Work order:
Go through the lines below and copy any that hold the string "unicode".

Records from a collection:

Issue #1092, opened 2019-01-09
DAP in pydevd


fabioz:

karthiknadig:
Since we have individual work items we should track using those.

PR #1157, opened 2019-02-20
Support scopes, stackTrace, setVariable, evaluate, setExpression and modules DAP messages in pydevd. #1092

fabioz:


src/ptvsd/_vendored/pydevd/_pydevd_bundle/pydevd_net_command_factory_xml.py
```diff
@@ -152,6 +152,30 @@ def make_thread_killed_message(self, id):
...
+        while frame is not None:
+            if frame.f_code is None:
+                continue  # IronPython sometimes does not have it!
+
+            method_name = frame.f_code.co_name  # method name (if in method) or ? if global
+            if method_name is None:
+                continue  # IronPython sometimes does not have it!
+
+            abs_path_real_path_and_base = get_abs_path_real_path_and_base_from_frame(frame)
+            if py_db.get_file_type(abs_path_real_path_and_base) == py_db.PYDEV_FILE:
```
karthiknadig: This should also skip ptvsd files. is there a way to configure that?

fabioz: `ptvsd` files are already handled there (done at: https://github.com/Microsoft/ptvsd/blob/master/src/ptvsd/wrapper.py#L183)

fabioz:
Note: this pull request fixes https://github.com/Microsoft/ptvsd/issues/45

src/ptvsd/_vendored/pydevd/_pydevd_bundle/pydevd_net_command_factory_xml.py
karthiknadig: Ah! right.

karthiknadig:
Wait for pavels review before merging.

src/ptvsd/_vendored/pydevd/_pydevd_bundle/pydevd_net_command_factory_json.py
```diff
@@ -1,13 +1,68 @@
...
+
+            module = Module(module_id, module_name, filename_in_utf8)
+            if version:
+                module.version = version
+
+            if package_name:
+                # Note: package doesn't appear in the docs but seems to be expected?
+                module.kwargs['package'] = package_name
+
+            module_event = ModuleEvent(ModuleEventBody('new', module))
```
int19h: Since path to module is known here, you might want to add `path` to the module event body as well.

src/ptvsd/_vendored/pydevd/_pydevd_bundle/pydevd_process_net_command_json.py
```diff
@@ -268,5 +272,126 @@ def on_setbreakpoints_request(self, py_db, request):
...
+    def on_source_request(self, py_db, request):
+        '''
+        :param SourceRequest request:
+        '''
+        source_reference = request.arguments.sourceReference
+        content = ''
+        if source_reference != 0:
+            server_filename = pydevd_file_utils.get_server_filename_from_source_reference(source_reference)
+            if os.path.exists(server_filename):
+                with open(server_filename, 'r') as stream:
```
int19h: This needs to handle any I/O or permission errors, and a potential race against the file being deleted right after the check above.

src/ptvsd/_vendored/pydevd/_pydevd_bundle/pydevd_resolver.py
```diff
@@ -212,24 +235,51 @@ def resolve(self, dict, key):
...
-        if isinstance(key, str):
-            return '%r' % key
-        else:
-            if not pydevd_constants.IS_PY3K:
-                if isinstance(key, unicode):
-                    return "u'%s'" % key
-            return key
+        if not pydevd_constants.IS_PY3K:
+            if isinstance(key, unicode):
+                return "u'%s'" % key
```
int19h: This looks like it'd have issues with quotes, backslashes, and other stuff that might need escaping.

int19h: Also, what if the key is a tuple - won't that just take the first item's repr? I think this needs to be `(key,)` to ensure it works correctly in all cases, and same for the line below.

src/ptvsd/_vendored/pydevd/_pydevd_bundle/pydevd_resolver.py
```diff
@@ -260,6 +310,37 @@ def resolve(self, var, attribute):
...
+        embed the reference in the key).
+
+        Note that the return should be ordered.
+
+        :return list(tuple(name:str, value:object, evaluateName:str))
+        '''
+        l = len(lst)
+        ret = []
+
+        format_str = '%0' + str(int(len(str(l)))) + 'd'
```
int19h: This looks like it needs to be `l-1` (i.e. index of the last element, rather than the length).

src/ptvsd/_vendored/pydevd/_pydevd_bundle/pydevd_resolver.py
```diff
@@ -260,6 +310,37 @@ def resolve(self, var, attribute):
...
+
+        i = 0
+        for item in lst:
```
int19h: enumerate()

src/ptvsd/_vendored/pydevd/_pydevd_bundle/pydevd_resolver.py
int19h: Also, this is always using `%d`, but repr for keys is expected to respect hex mode as well.

src/ptvsd/_vendored/pydevd/pydevd.py
```diff
@@ -166,7 +166,10 @@ def _on_run(self):
                 self._py_db_command_thread_event.clear()
                 self._py_db_command_thread_event.wait(0.3)
         except:
-            pydev_log.debug(sys.exc_info()[0])
+            try:
+                pydev_log.debug(sys.exc_info()[0])
+            except:
+                pass  # In interpreter shutdown sys may be None already.
```
int19h: This comment can be turned into an assert to ensure that there aren't any random exceptions getting swallowed here unexpectedly.

src/ptvsd/_vendored/pydevd/_pydevd_bundle/pydevd_resolver.py
```diff
@@ -212,24 +235,51 @@ def resolve(self, dict, key):
...
+        i = 0
+        for key, val in dict_iter_items(dct):
+            i += 1
+            key_as_str = self.key_to_str(key)
+            ret.append((key_as_str, val, '[%s]' % (key_as_str,)))
+            if i > MAX_ITEMS_TO_HANDLE:
+                ret.append((TOO_LARGE_ATTR, TOO_LARGE_MSG))
+                break
+
+        ret.append(('__len__', len(dct), '.__len__()'))
```
int19h: There's a disparity here in that the value it reports is `len()`, but it's presented as the result of calling `__len__()`. These can be different in some corner cases, since `len()` does a bunch of type conversions on what `__len__` returns.

In a similar case elsewhere, we used synthetic members that are presented as function calls - i.e. instead of `d.__len__(x)`, it would show up as a member `len(d)` in the IDE, and marked differently from attributes. Might be something to consider here.

tests/func/test_set_expression.py
```diff
@@ -0,0 +1,62 @@
...
+            'frameId': hit.frame_id
+        }).wait_for_response()
+        scopes = resp_scopes.body['scopes']
+        assert len(scopes) > 0
+
+        resp_variables = session.send_request('variables', arguments={
+            'variablesReference': scopes[0]['variablesReference']
+        }).wait_for_response()
+        variables = list(v for v in resp_variables.body['variables'] if v['name'] == 'a')
+        assert len(variables) == 1
```
int19h: You can combine these two in a single assert by asserting directly against the list, i.e. `assert variables = [{...}]`.

src/ptvsd/_vendored/pydevd/_pydevd_bundle/pydevd_net_command_factory_json.py
fabioz: I've created https://github.com/Microsoft/ptvsd/issues/1172 to address this (trying to keep the features in this pull request as close as possible to what was already available).

src/ptvsd/_vendored/pydevd/_pydevd_bundle/pydevd_process_net_command_json.py
fabioz: Agreed. This should be properly tested too to return proper errors on those cases, so, created https://github.com/Microsoft/ptvsd/issues/1173 to address this.

src/ptvsd/_vendored/pydevd/_pydevd_bundle/pydevd_resolver.py
fabioz: Agreed (fixed -- always using `'%r' % (key,)`).

src/ptvsd/_vendored/pydevd/_pydevd_bundle/pydevd_resolver.py
fabioz: Fixed the `l-1` (with proper tests).

Created https://github.com/Microsoft/ptvsd/issues/1174 to deal with the hex formatting.

src/ptvsd/_vendored/pydevd/_pydevd_bundle/pydevd_resolver.py
fabioz: Done.

src/ptvsd/_vendored/pydevd/pydevd.py
fabioz: Rectified the comment to:
```
# In interpreter shutdown many things can go wrong (any module variables may
# be None, streams can be closed, etc).
```

It's not really just `sys` which may be `None`, many other things could go haywire at that point. 

Note that I agree this should be handled better, but we should first have a way to identify that we're indeed in interpreter shutdown (created https://github.com/Microsoft/ptvsd/issues/1175 to address that as it's really out of the scope of this pull request -- this was mostly because of a test failure at interpreter shutdown).

src/ptvsd/_vendored/pydevd/_pydevd_bundle/pydevd_resolver.py
fabioz: Agreed. Created https://github.com/Microsoft/ptvsd/issues/1176 to address that (ptvsd was giving `d.__len__`, before, so, it shouldn't be a blocker -- and I think the changes needed for that will be clearer in a new pull request).

tests/func/test_set_expression.py
fabioz: Done

fabioz:
Ok, fixed some of the issues from the review and created other items (which I plan to tackle shortly in separate pull requests as this one is already pretty big) for other items (@karthiknadig please let me know if something with more priority comes along).

Also rebased with master, so, if it passes I plan on merging tomorrow.

src/ptvsd/_vendored/pydevd/_pydevd_bundle/pydevd_net_command_factory_json.py
fabioz: Actually, `filename_in_utf8` is passed as the path already, so, closing #1172.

Result of this task:
-                if isinstance(key, unicode):
+            if isinstance(key, unicode):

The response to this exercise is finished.